The petitioners submitted that the Kerala Police have no authority to conduct investigation in the case and courts in India have no jurisdiction as the incident occurred beyond its territorial waters

Kochi: Questioning the jurisdiction of Indian courts and police, the Italian government and two naval guards of an oil tanker today moved the Kerala High Court seeking quashing of the first information report (FIR) charging the marines with murder of two fishermen while firing from the ship off the state coast, reports PTI.

As the diplomatic row between the countries continued since the 15th February incident, Italian Consul General in Mumbai Gian Paolo Cutillo and the two accused—Latore Massimiliano and Salvatore Girone—filed the petition seeking to quash the FIR registered by Kollam police in Kerala.

The petitioners submitted that the Kerala Police have no authority to conduct investigation in the case and courts in India have no jurisdiction as the incident occurred beyond its territorial waters.

The marines, suspected to have shot dead the fishermen, took the legal recourse two days after they were arrested by the state police capping four days of hectic negotiations between Indian and Italian officials on the issue of submitting them to Indian authorities.

Italy has been maintaining that the incident occurred outside Indian territorial waters and the marines’ action was taken assuming the fishing vessel to be carrying pirates.

In a related development, the court admitted a petition by the family of one of the deceased fishermen seeking Rs1 crore compensation and directed the owners of Italian vessel Enrica Lexie to furnish a bank guarantee of Rs25 lakh.

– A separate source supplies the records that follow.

PR #982, opened 2015-03-13
updating meta.yaml for conda packaging

mbyt:
work in progress for conda packaging.

Repo: https://binstar.org/obspy/obspy

- [x] does it make sense to open a binstar obspy account? `<update>`done`</update>`
- [x] symlinks make problems `<update>`only a problem when using the path specifier and not directly downloading from github, therefore OK`</update>`


krischer:
I already created an ObsPy organization on binstar and also a more or less finished meta.yaml. Lets merge ours!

Justice Harun-UL-Rasheed admitted the petition by Doramma Valentine, wife of Valentine alias Jelstine (45), and issued notices to the ship owners, accused, and Cochin Port authorities.

The high court directed the port authorities to ensure that the ship is arrested in the port till the bank guarantee was furnished.

Ms Valentine’s counsel insisted on a bank guarantee for Rs1 crore but the court turned it down and limited it to Rs25 lakh. He complained that the in the eyes of the ship owners, Indian citizen will not have much value.

The petitioner, who sought the compensation from the ship’s owners, captain and the two marines, had submitted she did not have Rs8,18,400 to pay as court fees required under section 22 of the Kerala Court Fee and Suit Valuation Act and should be declared as pauper.

The shipping company objected to the petitioner’s plea to waive the stamp duty after declaring them as pauper.

Ms Valentine also filed an application seeking exemption from appearing in the court to present the petition.

The petitioner’s counsel informed the court that the last rites of her husband were underway and the family was in a state of shock and was not in a position to appear today.

The ship owners’ counsel contended that they had to pay Rs30 lakh per day for three days as demurrage charges to the port.

The vessel is berthed in the outer port area with the Coast Guard and police keeping a close watch.